● **What you have to do**
From the entries below, please output exactly the lines starting at the one containing "yurishkuro: if a" and ending at the one containing "Melonps: That makes sense.", both included.

Materials provided START

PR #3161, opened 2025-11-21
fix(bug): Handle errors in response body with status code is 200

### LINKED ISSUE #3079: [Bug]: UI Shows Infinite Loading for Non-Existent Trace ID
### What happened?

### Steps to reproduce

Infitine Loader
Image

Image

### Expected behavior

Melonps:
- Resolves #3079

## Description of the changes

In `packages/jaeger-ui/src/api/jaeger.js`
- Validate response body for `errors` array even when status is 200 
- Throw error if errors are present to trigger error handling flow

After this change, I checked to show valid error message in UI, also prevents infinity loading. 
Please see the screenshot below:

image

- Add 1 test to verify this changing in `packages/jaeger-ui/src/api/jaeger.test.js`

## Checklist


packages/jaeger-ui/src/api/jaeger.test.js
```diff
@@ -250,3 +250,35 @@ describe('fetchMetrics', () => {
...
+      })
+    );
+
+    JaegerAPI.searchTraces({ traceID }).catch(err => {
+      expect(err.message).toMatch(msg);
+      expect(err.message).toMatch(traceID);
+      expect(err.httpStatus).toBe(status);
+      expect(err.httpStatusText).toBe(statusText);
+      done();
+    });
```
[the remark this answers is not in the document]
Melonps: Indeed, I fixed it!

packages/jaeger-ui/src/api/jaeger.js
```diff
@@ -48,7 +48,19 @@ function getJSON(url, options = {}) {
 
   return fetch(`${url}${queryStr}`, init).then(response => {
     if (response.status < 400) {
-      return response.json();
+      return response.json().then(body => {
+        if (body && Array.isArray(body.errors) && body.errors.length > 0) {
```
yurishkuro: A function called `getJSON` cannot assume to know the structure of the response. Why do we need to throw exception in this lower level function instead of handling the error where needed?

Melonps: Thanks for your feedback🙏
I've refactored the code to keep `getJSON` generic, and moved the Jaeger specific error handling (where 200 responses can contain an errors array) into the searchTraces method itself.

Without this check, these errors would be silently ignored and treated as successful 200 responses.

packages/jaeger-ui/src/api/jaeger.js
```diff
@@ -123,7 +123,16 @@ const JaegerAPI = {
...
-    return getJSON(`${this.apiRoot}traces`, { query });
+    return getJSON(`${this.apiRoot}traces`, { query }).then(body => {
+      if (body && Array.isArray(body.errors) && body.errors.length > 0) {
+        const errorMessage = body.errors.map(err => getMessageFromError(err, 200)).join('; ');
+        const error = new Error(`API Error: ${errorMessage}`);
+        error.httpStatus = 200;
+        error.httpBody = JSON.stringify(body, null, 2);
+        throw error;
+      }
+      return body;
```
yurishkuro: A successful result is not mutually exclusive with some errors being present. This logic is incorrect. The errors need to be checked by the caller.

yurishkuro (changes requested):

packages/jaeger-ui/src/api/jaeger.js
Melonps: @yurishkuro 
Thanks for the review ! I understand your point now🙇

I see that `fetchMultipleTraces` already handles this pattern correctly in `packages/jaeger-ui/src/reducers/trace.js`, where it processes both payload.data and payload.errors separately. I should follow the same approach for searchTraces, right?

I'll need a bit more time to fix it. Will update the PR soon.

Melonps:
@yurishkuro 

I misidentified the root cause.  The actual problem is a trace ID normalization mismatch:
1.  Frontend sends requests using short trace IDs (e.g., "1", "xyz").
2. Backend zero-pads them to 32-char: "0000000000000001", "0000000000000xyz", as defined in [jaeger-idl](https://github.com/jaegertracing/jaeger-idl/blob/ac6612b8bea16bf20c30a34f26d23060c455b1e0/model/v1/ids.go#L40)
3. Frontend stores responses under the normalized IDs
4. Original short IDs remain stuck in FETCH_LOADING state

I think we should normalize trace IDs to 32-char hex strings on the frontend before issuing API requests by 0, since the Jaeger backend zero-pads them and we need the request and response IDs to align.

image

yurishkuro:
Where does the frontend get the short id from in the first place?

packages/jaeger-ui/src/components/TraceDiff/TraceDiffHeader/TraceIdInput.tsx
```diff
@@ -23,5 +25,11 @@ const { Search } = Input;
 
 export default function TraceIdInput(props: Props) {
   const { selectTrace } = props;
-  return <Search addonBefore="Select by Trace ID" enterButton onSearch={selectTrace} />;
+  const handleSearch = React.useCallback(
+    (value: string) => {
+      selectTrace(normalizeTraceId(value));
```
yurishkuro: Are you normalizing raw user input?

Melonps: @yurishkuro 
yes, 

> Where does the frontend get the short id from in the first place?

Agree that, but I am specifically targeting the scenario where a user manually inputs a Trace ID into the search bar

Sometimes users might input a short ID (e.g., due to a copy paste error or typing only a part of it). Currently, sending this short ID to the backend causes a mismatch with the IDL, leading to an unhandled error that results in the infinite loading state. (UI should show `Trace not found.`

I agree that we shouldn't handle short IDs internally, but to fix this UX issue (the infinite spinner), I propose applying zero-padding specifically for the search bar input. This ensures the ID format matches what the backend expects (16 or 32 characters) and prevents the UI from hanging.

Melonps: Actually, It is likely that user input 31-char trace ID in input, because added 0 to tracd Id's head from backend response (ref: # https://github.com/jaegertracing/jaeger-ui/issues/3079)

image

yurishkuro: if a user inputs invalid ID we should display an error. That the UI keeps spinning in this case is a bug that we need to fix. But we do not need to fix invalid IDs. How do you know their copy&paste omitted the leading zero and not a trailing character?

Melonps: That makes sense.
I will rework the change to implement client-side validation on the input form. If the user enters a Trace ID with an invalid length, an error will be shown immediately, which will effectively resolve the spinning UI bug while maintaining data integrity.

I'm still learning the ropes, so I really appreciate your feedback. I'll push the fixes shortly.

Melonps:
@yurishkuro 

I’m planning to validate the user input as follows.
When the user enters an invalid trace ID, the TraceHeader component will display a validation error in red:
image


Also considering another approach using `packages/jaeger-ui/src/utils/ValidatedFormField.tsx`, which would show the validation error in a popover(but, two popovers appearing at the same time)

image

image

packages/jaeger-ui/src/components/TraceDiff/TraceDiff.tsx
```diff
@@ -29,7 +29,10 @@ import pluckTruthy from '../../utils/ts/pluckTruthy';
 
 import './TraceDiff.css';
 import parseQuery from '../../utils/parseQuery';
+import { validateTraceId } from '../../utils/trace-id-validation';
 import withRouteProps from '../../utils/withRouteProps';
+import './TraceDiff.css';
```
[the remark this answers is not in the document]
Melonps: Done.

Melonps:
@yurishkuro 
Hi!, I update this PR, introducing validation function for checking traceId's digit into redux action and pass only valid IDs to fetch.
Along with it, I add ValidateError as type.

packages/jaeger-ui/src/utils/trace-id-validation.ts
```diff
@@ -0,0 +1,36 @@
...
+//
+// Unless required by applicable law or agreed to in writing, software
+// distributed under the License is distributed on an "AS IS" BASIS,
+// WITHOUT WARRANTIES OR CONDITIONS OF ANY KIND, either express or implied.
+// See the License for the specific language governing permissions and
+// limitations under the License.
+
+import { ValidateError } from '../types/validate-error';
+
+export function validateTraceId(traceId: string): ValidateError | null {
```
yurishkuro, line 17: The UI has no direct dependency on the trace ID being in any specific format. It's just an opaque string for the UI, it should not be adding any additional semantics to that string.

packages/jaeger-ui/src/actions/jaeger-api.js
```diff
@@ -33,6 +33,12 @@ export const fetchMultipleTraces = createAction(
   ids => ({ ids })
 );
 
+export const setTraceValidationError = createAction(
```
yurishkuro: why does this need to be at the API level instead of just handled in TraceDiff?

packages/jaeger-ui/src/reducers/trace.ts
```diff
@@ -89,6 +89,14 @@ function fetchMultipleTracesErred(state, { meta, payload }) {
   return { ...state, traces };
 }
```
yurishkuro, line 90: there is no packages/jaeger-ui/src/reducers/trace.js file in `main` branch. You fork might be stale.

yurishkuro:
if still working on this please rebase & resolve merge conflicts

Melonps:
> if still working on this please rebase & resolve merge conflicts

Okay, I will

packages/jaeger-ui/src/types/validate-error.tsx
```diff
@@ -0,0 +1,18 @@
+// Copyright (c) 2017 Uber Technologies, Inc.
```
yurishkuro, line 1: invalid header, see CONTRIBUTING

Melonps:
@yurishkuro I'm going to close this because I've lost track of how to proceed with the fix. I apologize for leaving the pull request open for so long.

Materials provided END

● **Exercise response**
yurishkuro: if a user inputs invalid ID we should display an error. That the UI keeps spinning in this case is a bug that we need to fix. But we do not need to fix invalid IDs. How do you know their copy&paste omitted the leading zero and not a trailing character?

Melonps: That makes sense.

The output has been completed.